I'm reviving my blog, and currently plan to explicitly ask:
1. May we retrieve common libraries from third party CDNs? Doing so helps support this site by saving on our bandwidth costs, but may expose information about you to those third parties.
2. This site allows commenting through Disqus. We have no control over what Disqus does with your data, and so your information may be exposed to Disqus and any third parties they communicate with. Would you like to enable comments?
3. (Similar for tracking, if I decide to do something other than log parsing.)
Default 'no' to all, and I still need to find a way to ask the questions in a way that doesn't disrupt simply viewing a blog post that someone linked. Perhaps if someone returns, I'll prompt then.
Just code your site to do something sane with 3rd-party content blocked. E.g. handle load errors with fallbacks.

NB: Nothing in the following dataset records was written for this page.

PR #750, opened 2020-07-31
#746 Ensure pool maximum capacity is honored

### LINKED ISSUE #746: IllegalStateException on calling free for pooled item to synchronized pool using soft references and being full
Usig com.esotericsoftware.kryo.util.Pool with threadSafe = true and softReferences = true and a limit.

On calling free and the pool already being full, an IllegalStateException is thrown: 
`java.lang.IllegalStateException: Queue full
	at java.util.AbstractQueue.add(AbstractQueue.java:98) ~[?:?]
	at com.esotericsoftware.kryo.util.Pool$SoftReferenceQueue.offer(Pool.java:157) ~[76:com.esotericsoftware.kryo:5.0.0.RC5]
	at com.esotericsoftware.kryo.util.Pool.free(Pool.java:86) ~[76:com.esotericsoftware.kryo:5.0.0.RC5]`

A LinkedBlockingQueue is used in this case with the "add" method not bein overwritten and being called in the SoftReferenceQueue's offer method.

This doe not happen with one of the boolean parameters set to false.

theigl:
This PR resolves #746.

Limiting a pools maximum capacity is currently broken for two cases:

1. threadSafe=true softReferences=true
2. threadSafe=false softReferences=false

In the first case, `LinkedBlockingQueue.add` isn't overridden, so an `IllegalStateException` is thrown when reaching maximum capacity.

In the second case, the wrong method was overridden. `ArrayDeck` is not wrapped in a `SoftReferenceQueue` so `ArrayDeck.offer` is called directly. Internally, it uses `addLast` instead of `add` so the overridden method is never called.

I also made a slight change to the code formatting settings that preserves explicit linebreaks. It greatly improves the readability of the test-cases.

### DIFF
--- a/eclipse/code-format.xml
+++ b/eclipse/code-format.xml
@@ -163,7 +163,7 @@
 <setting id="org.eclipse.jdt.core.compiler.codegen.inlineJsrBytecode" value="enabled"/>
 <setting id="org.eclipse.jdt.core.formatter.insert_space_before_closing_paren_in_switch" value="do not insert"/>
 <setting id="org.eclipse.jdt.core.formatter.alignment_for_method_declaration" value="0"/>
-<setting id="org.eclipse.jdt.core.formatter.join_wrapped_lines" value="true"/>
+<setting id="org.eclipse.jdt.core.formatter.join_wrapped_lines" value="false"/>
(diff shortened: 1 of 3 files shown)


theigl:
@magro: Please review.

magro:
Cool, thanks for the PR!

PR #755, opened 2020-08-10
Use CuckooObjectMap from Kryo 4 for class registrations

theigl:
This PR adds back the `CuckooObjectMap` from Kryo 4 and uses it for mapping class registrations.

The new map implementations in Kryo 5 are ideal for read/write workloads. Nearly all maps in Kryo are heavily written to before they are cleared after each round of serialization. So this is a perfect fit.

There is one exception though: The map for class registrations in `DefaultClassResolver`. This map is never cleared and read much more often than written.

This is a use-case that the new maps do not handle well. Kryo 4's implementation of `ObjectMap` has significantly higher read throughput. This becomes especially noticeable when you serialize a large number of different classes. For maps with 1000-3000 entries, CuckooObjectMap has 40-60% faster reads:

**Kryo 4 ObjectMap**

Benchmark  |  (numItems)  |   Mode |        Score   | Units
------------ | ------------- | ------------- |   --: | -------------
MapBenchmark.read   |        100 | thrpt   | 887534,878 |   ops/s
MapBenchmark.read   |       1000 | thrpt   | **172467,301** |   ops/s
MapBenchmark.read   |       3000 | thrpt   | **150534,662** |   ops/s
MapBenchmark.read   |      10000 | thrpt   |  66231,572 |   ops/s

**Kryo 5 ObjectMap**

Benchmark  |  (numItems)  |   Mode |        Score   | Units
------------ | ------------- | ------------- |   --: | -------------
MapBenchmark.read   |        100 | thrpt   | 727130,171 |   ops/s
MapBenchmark.read   |       1000 | thrpt   | **122685,225** |   ops/s
MapBenchmark.read   |       3000 | thrpt   |  **92703,749** |   ops/s
MapBenchmark.read   |      10000 | thrpt   |  63471,399 |   ops/s

**HashMap** (for reference)

Benchmark  |  (numItems)  |   Mode |        Score   | Units
------------ | ------------- | ------------- |  --: | -------------
MapBenchmark.read   |        100 | thrpt  | 772165,893      |   ops/s
MapBenchmark.read   |       1000 | thrpt  | **137372,335**  |   ops/s
MapBenchmark.read   |       3000 | thrpt  | **122497,382** |   ops/s
MapBenchmark.read   |      10000 | thrpt  |  62414,886 |   ops/s

Benchmark Implementation: The benchmark setup writes `numItems` classes generated with ByteBuddy to the map. The benchmark itself then retrieves `Math.min(numItems, 500)` randomly selected classes back from the map.

### DIFF
--- a/src/com/esotericsoftware/kryo/util/CuckooObjectMap.java
+++ b/src/com/esotericsoftware/kryo/util/CuckooObjectMap.java
@@ -1,0 +1,820 @@
+/* Copyright (c) 2008-2020, Nathan Sweet
+ * All rights reserved.
+ *
+ * Redistribution and use in source and binary forms, with or without modification, are permitted provided that the following
+ * conditions are met:
+ *
+ * - Redistributions of source code must retain the above copyright notice, this list of conditions and the following disclaimer.
+ * - Redistributions in binary form must reproduce the above copyright notice, this list of conditions and the following
+ * disclaimer in the documentation and/or other materials provided with the distribution.
+ * - Neither the name of Esoteric Software nor the names of its contributors may be used to endorse or promote products derived
+ * from this software without specific prior written permission.
+ *
+ * THIS SOFTWARE IS PROVIDED BY THE COPYRIGHT HOLDERS AND CONTRIBUTORS "AS IS" AND ANY EXPRESS OR IMPLIED WARRANTIES, INCLUDING,
+ * BUT NOT LIMITED TO, THE IMPLIED WARRANTIES OF MERCHANTABILITY AND FITNESS FOR A PARTICULAR PURPOSE ARE DISCLAIMED. IN NO EVENT
+ * SHALL THE COPYRIGHT HOLDER OR CONTRIBUTORS BE LIABLE FOR ANY DIRECT, INDIRECT, INCIDENTAL, SPECIAL, EXEMPLARY, OR CONSEQUENTIAL
+ * DAMAGES (INCLUDING, BUT NOT LIMITED TO, PROCUREMENT OF SUBSTITUTE GOODS OR SERVICES; LOSS OF USE, DATA, OR PROFITS; OR BUSINESS
+ * INTERRUPTION) HOWEVER CAUSED AND ON ANY THEORY OF LIABILITY, WHETHER IN CONTRACT, STRICT LIABILITY, OR TORT (INCLUDING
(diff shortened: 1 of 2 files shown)


theigl:
@magro: Please review.

magro:
Awesome, thanks!

tommyettinger:
Is the benchmark available anywhere? It might be handy for me; I've been trying to see if there's any way to improve upon the system used in Kryo 5 (and libGDX) by maybe avoiding `long` math in the Fibonacci hashing. I don't know where the read bottleneck might be, but it seems to go away at 10K items. That seems like there might be an issue with how much of the capacity is currently used, since 10K is above 8192, the previous table size, but 1K and 3K are closer to 1024 and 4096, respectively, and probably just passed the load factor's threshold. I'm guessing cuckoo hashing will just be as fast as it generally is with high-quality hashcodes, and since a Class uses the identity hashcode, that should be fine re: collisions. There's some JVM flags you can tinker with if you want to make Class.hashCode() use a different algorithm, for testing: `-XX:+UnlockExperimentalVMOptions -XX:hashCode=2` I would expect to fail catastrophically (it makes the identity hashCode() always return 1), but if you change the `2` at the end to a different option, [there's some documentation on that here](https://alidg.me/blog/2020/7/15/hash-code).

theigl:
@tommyettinger: My benchmark looked like this: https://gist.github.com/theigl/6da09a3873059c25d828dada55e14e77

I used classes generated via ByteBuddy to be as close to the real use case of the map in `DefaultClassResolver`, but you can easily replace that with other types of objects and get rid of the ByteBuddy dependency.

If you drop the file into `kryo-benchmarks`, you should be able to run it.

tommyettinger:
@theigl Thank you very much! I hadn't checked back for a reply and I was half-awake-thinking about other ways I could come close to the same conditions, but your ByteBuddy approach seems like the best way to replicate the exact situation with `Class` instances as keys. If the only requirement was to use the same hashCode() and equals() as `Class`, then I could just use `Object`, though the memory used per key and value would be different, and I don't know if that would affect caching.

theigl:
@tommyettinger: We just received a PR #845 for improving the performance of read-mostly ObjectMaps. The benchmark numbers look good, but I'd like to get feedback by someone who has a better understanding of the map implementations. Could you take a look at the PR?

PR #765, opened 2025-03-25
Workflow build check name change

5abeel:
The workflow is to check build only and unit tests arent performed (atleast not yet). So, changing name from `es2k_build_and_test` to `es2k_build_check`


n-sandeep (approved):
LGTM

PR #771, opened 2025-04-01
Adding version.json to set project version number

5abeel:
Instead of setting a project version number in CMakeLists.txt, setting the value in a version.json file. The file is then parsed to set the project version number


weiqiand (approved):
LGTM

PR #444, opened 2025-02-21
Add an id generator

karlseguin:
Create UUID v4.

Create prefixed ids. To support more of the CDP protocol, we need to remove the hard-coded IDs (session, browser context, frame, loader, ...) and be able to dynamically create them, i.e. creating a new BrowserContextId when Target.createBrowserContext is called.

```zig
var frame_id = Incremental(u16, "FRM"){};
frame_id.next() == "FRM-1"
frame_id.next() == "FRM-2"
```

Generation is allocation-free (the returned string is only valid until the next call to next()). This is not thread safe, each CDP instance will have its own generator (for each id it needs to generate).

The generated IDs are different than what Chrome uses, i.e. BROWSERSESSIONID597D9875C664CAC0. I looked at various drivers and none have any expectations beyond a string. Shorter IDs will be more efficient. Also, the ID can cheeply be converted to and from an integer, allowing for lookups via AutoHashMap(u16) instead of StringHashMap.

### DIFF
--- a/src/id.zig
+++ b/src/id.zig
@@ -1,0 +1,161 @@
+const std = @import("std");
+
+// Generates incrementing prefixed integers, i.e. CTX-1, CTX-2, CTX-3.
+// Wraps to 0 on overflow.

That way people with µMatrix or similar blockers can use the control tools they have instead of needing to do something site-specific.
Also, such decisions can't be remembered if cookies/localstorage are disabled. So prompting over and over again could also be annoying.
> 1. May we retrieve common libraries from third party CDNs? Doing so helps support this site by saving on our bandwidth costs, but may expose information about you to those third parties.
In an ideal world browsers would never send a cache-refresh request for resources tagged with SRI[0] because the hashes would guarantee that the content is 100% stable. Alas, it has non-trivial privacy implications, so they don't do that.
Maybe it could be implemented as a privacy addon with a whitelist for CDN domains, but then sites would still have to adopt SRI for that addon to do its work. Or maybe an addon that injects cache-control: immutable[1] to CDN could work too, but that's limited to https.
1. All local. Unless you don't want and a 100-200kb JS file is too much of a strain on your server bandwidth. Or are you serving 15Mb of JS files?
2. Screw Disqus. Screw Facebook Comments. Start thinking about your visitors, as someone said on another related thread, you are responsible for the tracking of your visitors by 3rd-party sites. Local comments or turn them off if you don't care about what others are saying. Don't save any information about the commenters except what they enter in the boxes. One-way hash the IPs if you need to compare for spam reasons.
3. If you need your ego stroked when you see you had xx visitors on your site, go ahead, use Google Analytics and screw us all. We're gonna block it anyway.
[1] This is a privacy policy I use and respect very much when interacting with the visitors/commenters on my personal blog.
> 3. If you need your ego stroked when you see you had xx visitors on your site
That's a bit harsh - wanting to know whether you get 0 visitors to your blog post or 2,000 yesterday isn't just about ego; it helps you understand the value of your posts (and whether you should bother). Knowing how many people visited isn't the same as bragging about it.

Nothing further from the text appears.